Die Politik ist tot, es lebe die Politik! - kleiner politischer Frühschoppen, Live-Ticker, Austicker und was man sonst noch so zur Meinungsbildung braucht - oder auch nicht...

    • Offizieller Beitrag

    So nun lasst uns doch mal einen Blick in die nahe europäische Zukunft werfen:


    Als nächstes steht die Wiederholung der österreichischen Präsidentenwahl an. Hier ist es ja nach wie vor nicht unwahrscheinlich, dass es diesmal Hofer tatsächlich doch schaffen könnte. Sein "Ihr werdet euch noch wundern, was alles möglich ist" klingelt mir immer noch in Ohren. Und man sollte nicht vergessen, dass in Österreich nach wie vor noch größtenteils die Verfassung der deutschen Weimarer Republik gilt - wir wissen alle welche fatalen Lücken diese Verfassung in den falschen Händen hat.

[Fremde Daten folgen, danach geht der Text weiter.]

Issue #12577, opened 2019-02-01
Support reassigning of env variables in che-plugin.yaml


metlos:
### Description

Because we want to support using official images for tooling like Go compiler, etc, we need to have a way of mapping the way we configure the plugin container using Che specific env vars to the env vars that the tool itself expects.

E.g. we should make the following possible in `che-plugin.yaml`:
```yaml
env:
- name: GOPATH
  value: "$(CHE_PROJECTS_ROOT)"
```

where `CHE_PROJECTS_ROOT` is the env var we expose to the plugin container that contains the mount path of the volume with the project files.

PR #12689, opened 2019-02-18
Make variable expansion work for environment variables in k8s

metlos:
### What does this PR do?
K8s does the expansion only if it already knows about the variable being
expanded.

This means we have to sort the environment variable list prior to sending
it to k8s in such a way that vars that reference others always follow the
referenced ones.

This is a reimplementation of #12610 that uses an appropriate algorithm to produce a consistent sorting of the env vars.

#12577

#### Release Notes
* [ ] TODO

#### Docs PR
N/A

### DIFF
--- a/core/commons/che-core-commons-lang/src/main/java/org/eclipse/che/commons/lang/TopologicalSort.java
+++ b/core/commons/che-core-commons-lang/src/main/java/org/eclipse/che/commons/lang/TopologicalSort.java
@@ -1,0 +1,247 @@
+/*
+ * Copyright (c) 2012-2018 Red Hat, Inc.
+ * This program and the accompanying materials are made
+ * available under the terms of the Eclipse Public License 2.0
+ * which is available at https://www.eclipse.org/legal/epl-2.0/
+ *
+ * SPDX-License-Identifier: EPL-2.0
+ *
+ * Contributors:
+ *   Red Hat, Inc. - initial API and implementation
+ */
+package org.eclipse.che.commons.lang;
+
+import static java.util.Collections.emptyList;
+
+import java.util.ArrayList;
+import java.util.Collection;
+import java.util.Comparator;
+import java.util.HashSet;
+import java.util.Iterator;
+import java.util.LinkedHashMap;
+import java.util.List;
+import java.util.Map;
+import java.util.Map.Entry;
+import java.util.Set;
+import java.util.TreeSet;
+import java.util.function.Function;
+import java.util.stream.Collectors;
+
+/**
+ * This is an implementation of a stable topological sort on a directed graph.
+ *
+ * <p>The sorting does not pose any requirements on the types being sorted. Instead, the
+ * implementation merely requires a function to provide it with a set of predecessors of a certain
+ * "node". The implementation of the function is completely in the hands of the caller.
+ *
+ * <p>Additionally, a function to extract an "ID" from a node is required. The reasoning behind this
+ * is that it usually is easier to work with identifiers when establishing the predecessors than
+ * with the full node instances. That said, nothing prevents the caller from using the actual node
+ * instance as its ID if the caller so wishes. The consequence of this is that, as a side-effect of
+ * the sorting, the duplicates, as determined by the equality of {@code ID} instances, are removed
+ * from the resulting sorted list.
+ *
+ * @param <N> the type of nodes
+ * @param <ID> the type of a node ID
+ */
+public final class TopologicalSort<N, ID> {
+
+  private final Function<N, ID> identityExtractor;
+  private final Function<N, Set<ID>> directPredecessorsExtractor;
+
+  /**
+   * @param identityExtractor a function to extract some kind of value uniquely identifying a node
+   *     amongst the others.
+   * @param directPredecessorsExtractor a function returning a list of ids of direct predecessors of
+   *     a node
+   */
+  public TopologicalSort(
+      Function<N, ID> identityExtractor, Function<N, Set<ID>> directPredecessorsExtractor) {
+    this.identityExtractor = identityExtractor;
+    this.directPredecessorsExtractor = directPredecessorsExtractor;
+  }
+
+  /**
+   * Given the function for determining the predecessors of the nodes, return the list of the nodes
+   * in topological order. I.e. all predecessors will be placed sooner in the list than their
+   * successors. Note that the input collection is assumed to contain no duplicate entries as
+   * determined by the equality of the {@code ID} type. If such duplicates are present in the input
+   * collection, the output list will only contain the first instance of the duplicates from the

    Dann wäre im April 2017 die französische Präsidentenwahl, bei der es ja ebenfalls nicht gerade unwahrscheinlich ist, dass LePen diese tatsächlich gewinnen könnte.


    Und am Ende steht die deutsche Bundestagswahl 2017. Nach aktuellem Stand der Dinge muss man sich hoffentlich keine größere Sorge bezüglich der AfD machen (zweistellig könnte drin sein, aber nicht so groß, dass man am Ende sagen müsste "We're fucked").
    Allerdings könnte ein Zusammentreffen folgender Faktoren durchaus aus meiner Sicht dafür sorgen, dass die AfD bis zur Bundestagswahl unangenehm deutlich weiter durch die Decke geht:
    1.) Ihr fehlt aktuell ein charismatischer "Kanzlerkandidat". Petry ist intern bereits unten durch, Gauland zu alt und hat kein Charisma, Höcke dagegen trieft so dermaßen aus jeder Pore "Nazi", dass er für viele (hoffentlich) als Kandidat unwählbar wäre.
    Wenn die AfD jedoch einen sehr charismatischen Kandidaten findet, der das Rezept von Trump auf deutsche Befindlichkeiten umgewandelt wiederholt (Fakten egal, gefühlte Wahrheiten zählen, einfache konkrete Rezepte bereithalten, dabei aber möglichst den gewohnten braunen Sprachduktus a la Höcke vermeidet), dann sieht das ggf. anders aus. Leif-Erik Holm wäre ggf. so ein Kandidat.
    2.) Gleichzeitig müsste mit genügend Vorlauf zur Bundestagswahl die Türkei den Flüchtlingsdeal aufkündigen und dafür sorgen, dass wieder - wenn nicht sogar mehr - Flüchtlinge wie Ende letzten / Anfang dieses Jahres nach Deutschland strömen.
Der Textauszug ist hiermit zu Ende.